Why is it that sometimes we can feel so bad for feeling bad?
It’s like there’s two layers of misery…the first layer is the bad feeling, and the second layer is the self-judgement that we lay on top of it. Why do we do this to ourselves?
So often, I hear things like:
I don’t know why I feel like this, I’ve been really lucky; I’ve had a lovely childhood!
Nothing bad has ever happened to me….
Other people have had it far worse than me.
What people are really saying here is…it’s my fault that I feel like this. It’s me that’s not good enough, there’s something wrong with me.
And guess what? That makes us feel worse. We feel ashamed of our pain, and we try to push it away.
The thing is, if we are blaming ourselves for feeling bad, then we can get into this self-punishing spiral, where we try to get rid of the bad feeling by telling ourselves to get a bloody grip. Or we might drink more, or work harder, or do any of the other hundred and one things that we do to get away from emotional pain. And that makes us feel worse too.
So sometimes, part of helping people in therapy means helping them to understand why they feel the way they do.
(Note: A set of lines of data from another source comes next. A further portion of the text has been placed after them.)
PR #131, opened 2026-05-10
Add --semantic mode to detect-contradictions

benthomasson:
## Summary

- Adds `--semantic` flag to `contradictions` that clusters beliefs by embedding similarity before sending each cluster to the LLM
- Topically related beliefs are analyzed together instead of in random batches, increasing the chance of catching contradictions
- Adds `--embedding-model` flag to override the default sentence-transformers model
- Existing random-batch mode unchanged — `--semantic` is opt-in

## Test plan

- [x] 3 new tests in `TestDetectContradictionsSemantic`: cluster grouping, empty network, single-belief skip
- [x] Full suite: 877 passed, 131 skipped
- [x] Existing contradiction tests unaffected

### DIFF
--- a/reasons_lib/api.py
+++ b/reasons_lib/api.py
@@ -2056,6 +2056,7 @@ def detect_contradictions(
     auto_apply: bool = False,
     semantic: bool = False,
     embedding_model: str | None = None,
+    output_path: str | None = None,
     db_path: str = DEFAULT_DB,
 ) -> dict:
     """Detect contradictions between IN beliefs via LLM analysis.
@@ -2063,6 +2064,9 @@ def detect_contradictions(
     When semantic=True, beliefs are clustered by embedding similarity
     before sending to the LLM, so topically related beliefs are
     analyzed together.
+
+    When output_path is set, results are written incrementally after
+    each batch/cluster completes.
 
     Returns: {"contradictions": [...], "checked": int, "found": int,
               "applied": int, "total_in": int}
@@ -2092,10 +2096,12 @@ def detect_contradictions(
     if semantic:
         contradictions = _detect_semantic(nodes, belief_ids=check_ids,
                                           model=model, timeout=timeout,
-                                          embedding_model=embedding_model)
+                                          embedding_model=embedding_model,
+                                          output_path=output_path)
     else:
         contradictions = _detect(nodes, belief_ids=check_ids, model=model,
-                                timeout=timeout)
+                                timeout=timeout,
+                                output_path=output_path)
 
     applied = 0
     applied_details = []
@@ -2121,6 +2127,95 @@ def detect_contradictions(
         "applied_details": applied_details,
         "total_in": total_in,
     }
+
+
+def write_contradiction_plan(contradictions: list[dict], output_path: str,
+                             append: bool = False) -> str:
+    """Write (or append to) a contradiction plan file for human review.
+
+    Format is parseable by parse_contradiction_plan(). Each nogood lists
+    claims and analysis. Change [APPLY] to [SKIP] or delete entries to
+    exclude them.
+    """
+    path = Path(output_path)
+    mode = "a" if append else "w"
+    with open(path, mode) as f:
+        if not append:
+            f.write("# Contradiction Plan\n\n")
+            f.write("Review each nogood below. Delete any you want to skip,\n")
+            f.write("or change APPLY to SKIP. Then run:\n")
+            f.write(f"  reasons contradictions --accept {output_path}\n\n")
+            f.write("---\n\n")
+
+        for c in contradictions:
+            severity = c.get("severity", "")
+            f.write(f"### NOGOOD {c['id']} [APPLY]\n")
+            if severity:
+                f.write(f"- Severity: {severity}\n")
+            f.write(f"- Claims: {', '.join(c['claims'])}\n")
+            if c.get("analysis"):
+                f.write(f"- Analysis: {c['analysis']}\n")
+            f.write("\n")
+
+    return str(path)
+
+
+def parse_contradiction_plan(plan_text: str) -> list[dict]:
+    """Parse a contradiction plan file into actionable entries.
+
+    Returns list of {"id": str, "claims": list[str]} for APPLY-marked entries.
+    """
+    import re
+    entries = []
+    current_id = None
+    current_claims = []
+
+    for line in plan_text.splitlines():
+        m = re.match(r"###\s+NOGOOD\s+(\S+)\s+\[(APPLY|SKIP)\]", line)
+        if m:
+            if current_id and current_claims:
+                entries.append({"id": current_id, "claims": current_claims})
+            current_id = m.group(2) == "APPLY" and m.group(1) or None
+            current_claims = []
+            continue
+
+        if current_id and line.strip().startswith("- Claims:"):
+            claims_str = line.split(":", 1)[1].strip()
+            current_claims = [c.strip().strip("`") for c in claims_str.split(",")
+                              if c.strip()]
+
+    if current_id and current_claims:
+        entries.append({"id": current_id, "claims": current_claims})
+
+    return entries
+
+
+def apply_contradiction_plan(
+    plan: list[dict],
+    db_path: str = DEFAULT_DB,
+) -> dict:
+    """Apply a reviewed contradiction plan: record nogoods and backtrack.
+
+    Args:
+        plan: list of {"id": str, "claims": list[str]} from parse_contradiction_plan
+        db_path: Path to database
+
+    Returns: {"applied": int, "nogoods": list[dict], "errors": list[str]}
+    """
+    nogoods = []
+    errors = []
+    for entry in plan:
+        try:
+            result = add_nogood(entry["claims"], db_path=db_path)
+            nogoods.append({
+                "id": entry["id"],
+                "nogood_id": result.get("nogood_id"),
+                "changed": result.get("changed", []),
+                "backtracked_to": result.get("backtracked_to"),
+            })
+        except Exception as e:
+            errors.append(f"Failed to apply {entry['id']}: {e}")
+    return {"applied": len(nogoods), "nogoods": nogoods, "errors": errors}
 
 
 def _rewrite_dependents(net, old_id: str, new_id: str):
--- a/reasons_lib/api.py
+++ b/reasons_lib/api.py
@@ -2175,7 +2175,7 @@ def parse_contradiction_plan(plan_text: str) -> list[dict]:
         if m:
             if current_id and current_claims:
                 entries.append({"id": current_id, "claims": current_claims})
-            current_id = m.group(2) == "APPLY" and m.group(1) or None
+            current_id = m.group(1) if m.group(2) == "APPLY" else None
             current_claims = []
             continue
 
--- a/reasons_lib/api.py
+++ b/reasons_lib/api.py
@@ -2054,14 +2054,22 @@ def detect_contradictions(
     timeout: int = 300,
     sample: int | None = None,
     auto_apply: bool = False,
+    semantic: bool = False,
+    embedding_model: str | None = None,
     db_path: str = DEFAULT_DB,
 ) -> dict:
     """Detect contradictions between IN beliefs via LLM analysis.
+
+    When semantic=True, beliefs are clustered by embedding similarity
+    before sending to the LLM, so topically related beliefs are
+    analyzed together.
 
     Returns: {"contradictions": [...], "checked": int, "found": int,
               "applied": int, "total_in": int}
     """
     from .contradictions import detect_contradictions as _detect
+    if semantic:
+        from .contradictions import detect_contradictions_semantic as _detect_semantic
 
     result = export_network(db_path=db_path)
     nodes = result.get("nodes", {})
@@ -2081,8 +2089,13 @@ def detect_contradictions(
         candidates = {k: candidates[k] for k in sampled_keys}
 
     check_ids = sorted(candidates.keys())
-    contradictions = _detect(nodes, belief_ids=check_ids, model=model,
-                            timeout=timeout)
+    if semantic:
+        contradictions = _detect_semantic(nodes, belief_ids=check_ids,
+                                          model=model, timeout=timeout,
+                                          embedding_model=embedding_model)
+    else:
+        contradictions = _detect(nodes, belief_ids=check_ids, model=model,
+                                timeout=timeout)
 
     applied = 0
     applied_details = []
--- a/reasons_lib/cli.py
+++ b/reasons_lib/cli.py
@@ -1327,16 +1327,40 @@ def cmd_review_beliefs(args):
 
 def cmd_contradictions(args):
     _require_sqlite(args, "detect-contradictions")
+
+    if args.accept:
+        accept_path = Path(args.accept)
+        if not accept_path.exists():
+            print(f"File not found: {accept_path}", file=sys.stderr)
+            sys.exit(1)
+        plan = api.parse_contradiction_plan(accept_path.read_text())
+        if not plan:
+            print("No APPLY entries found in plan file.")
+            return
+        result = api.apply_contradiction_plan(plan, db_path=args.db)
+        for err in result["errors"]:
+            print(f"  ERROR: {err}", file=sys.stderr)
+        if result["nogoods"]:
+            print(f"Applied {result['applied']} nogood(s):")
+            for n in result["nogoods"]:
+                changed = n.get("changed", [])
+                print(f"  {n['id']}: nogood={n.get('nogood_id', '?')}, "
+                      f"changed {len(changed)} node(s)")
+        else:
+            print("No nogoods to apply.")
+        return
+
     model = getattr(args, "model", None) or "claude"
-    auto_apply = args.auto_apply and not args.dry_run
+    output = args.output
     result = api.detect_contradictions(
         belief_ids=args.ids or None,
         model=model,
         timeout=args.timeout,
         sample=args.sample,
-        auto_apply=auto_apply,
+        auto_apply=args.auto_apply,
         semantic=args.semantic,
         embedding_model=args.embedding_model,
+        output_path=output if not args.auto_apply else None,
         db_path=args.db,
     )
 
@@ -1356,27 +1380,15 @@ def cmd_contradictions(args):
     print(f"\nChecked {result['checked']} of {result['total_in']} IN beliefs")
     print(f"  Found: {result['found']}  Applied: {result['applied']}")
 
-    if args.output:
-        with open(args.output, "w") as f:
-            f.write("# Contradiction Detection Findings\n\n")
-            f.write(f"Checked {result['checked']} beliefs, "
-                    f"found {result['found']} contradictions.\n\n")
-            for c in contradictions:
-                f.write(f"### NOGOOD {c['id']}\n")
-                f.write(f"- Claims: {', '.join(c['claims'])}\n")
-                if c.get("analysis"):
-                    f.write(f"- Analysis: {c['analysis']}\n")
-                if c.get("severity"):
-                    f.write(f"- Severity: {c['severity']}\n")
-                f.write("\n")
-        print(f"\nWrote findings to {args.output}")
-
-    if auto_apply and result.get("applied_details"):
+    if args.auto_apply and result.get("applied_details"):
         print(f"\nApplied {result['applied']} nogood(s):")
         for d in result["applied_details"]:
             changed = d.get("changed", [])
             print(f"  {d.get('id', '?')}: nogood={d.get('nogood_id', '?')}, "
                   f"changed {len(changed)} node(s)")
+    elif not args.auto_apply:
+        print(f"\nWrote {output} — review, then run:")
+        print(f"  reasons contradictions --accept {output}")
 
 
 def cmd_namespaces(args):
@@ -1737,16 +1749,16 @@ def main():
                    help="LLM timeout in seconds (default: 300)")
     p.add_argument("--sample", type=int, default=None,
                    help="Randomly sample N beliefs to check")
-    p.add_argument("--dry-run", action="store_true",
-                   help="Show findings without applying nogoods")
     p.add_argument("--auto-apply", action="store_true",
                    help="Auto-apply detected nogoods via dependency-directed backtracking")
     p.add_argument("--semantic", action="store_true",
                    help="Group beliefs by semantic similarity before LLM analysis")
     p.add_argument("--embedding-model", default=None,
                    help="Sentence-transformers model (default: all-MiniLM-L6-v2)")
-    p.add_argument("-o", "--output", default=None,
-                   help="Write proposals to markdown file")
+    p.add_argument("-o", "--output", default="proposed-contradictions.md",
+                   help="Output file for contradiction plan (default: proposed-contradictions.md)")
+    p.add_argument("--accept", metavar="FILE",
+                   help="Apply a reviewed contradiction plan file")
 
     # list
     p = sub.add_parser("list", help="List nodes with filters")
--- a/reasons_lib/cli.py
+++ b/reasons_lib/cli.py
@@ -1335,6 +1335,8 @@ def cmd_contradictions(args):
         timeout=args.timeout,
         sample=args.sample,
         auto_apply=auto_apply,
+        semantic=args.semantic,
+        embedding_model=args.embedding_model,
         db_path=args.db,
     )
 
@@ -1739,6 +1741,10 @@ def main():
                    help="Show findings without applying nogoods")
     p.add_argument("--auto-apply", action="store_true",
                    help="Auto-apply detected nogoods via dependency-directed backtracking")
+    p.add_argument("--semantic", action="store_true",
+                   help="Group beliefs by semantic similarity before LLM analysis")
+    p.add_argument("--embedding-model", default=None,
+                   help="Sentence-transformers model (default: all-MiniLM-L6-v2)")
     p.add_argument("-o", "--output", default=None,
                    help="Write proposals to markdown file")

So how do we make sense of feeling bad, or not good enough, or that horrible toe-curling shame, when nothing bad has happened?
One way I have come to think about this is about the importance of feeling got.
You know that feeling when you’re talking to someone, and you know they get you? When that happens to me, I feel a kind of peacefulness inside, I feel myself relax and buzz, I feel a bit lighter, and I feel a bit closer to the person I’m talking to. I might even feel a little bit of joy. It’s just such a relief. The problem I’m talking about is still there, we haven’t fixed it, nothing has changed, except I feel deeply understood.
It’s called attunement.
We’re starting to understand that attunement – feeling got, is absolutely crucial to our early development. As babies, our parents have to work quite hard to get us. We can’t use language to communicate, so we use our eye contact, our cry and our bodies. Ideally, our parents are able to understand enough of what we’re trying to tell them, and they can tune into us enough, even when they’re completely exhausted. And when we feel got enough, then our brains grow and develop in the best way, we learn that we’re good enough, we learn how to manage our feelings, and we know who we are. It’s that important.
But inevitably, for some parents, tuning in to their babies is incredibly difficult, for lots of reasons. If a parent feels isolated, or not good enough, or they’re coping with things like drug or alcohol problems, illness, violence, poverty, war, mental health problems or poor housing…then of course, it feels impossible. For some parents, in some environments, providing the basics of practical care is in itself a triumph.
So, what happens if you’ve never felt got?
Well, you survive, but there’s a cost. Never feeling got means not knowing what that feels like. And if you don’t know what it feels like, you don’t know that there’s been anything missing. It also means not knowing that you need to feel got, so when you have a difficult feeling you are less likely to look for a person to talk to. You are much more likely to try to get rid of the feeling, by any means necessary. And so it begins…with the self-judgement of the feeling, then trying to get rid of the feeling (by intoxication, overwork, drama, promiscuity, gambling, crime, alcohol or whatever) and then the problems that inevitably arise from that.
But there’s something else.
When we’re very little, when we need people to get us and they don’t, it feels unbearable. So, we can block out the feeling by blocking out our awareness of our body. It makes total sense to do that: if our bodies are telling us we have a need, and it feels intolerable to have that need not met, then we better learn to block out that intolerable feeling.
How can therapy help?
Feeling got is a bodily experience. We can say ‘I get you’, but at the end of the day a person either feels it or they don’t. It is a bit like feeling loved, or feeling welcomed, it is the receiver who knows if it has happened. The problem is, that if your bodymind’s inner communication system has been closed down, you are not going to feel what is being offered.
So, in therapy, another part of the work might be helping my clients to feel reconnected to their bodies. This means learning to be aware of inner sensations, a sense of ease, or unease.
In my experience, when a person begins to feel got in therapy, it can be an emotional experience.
Because it is only then that the person realises what they have missed: that they’ve never felt got.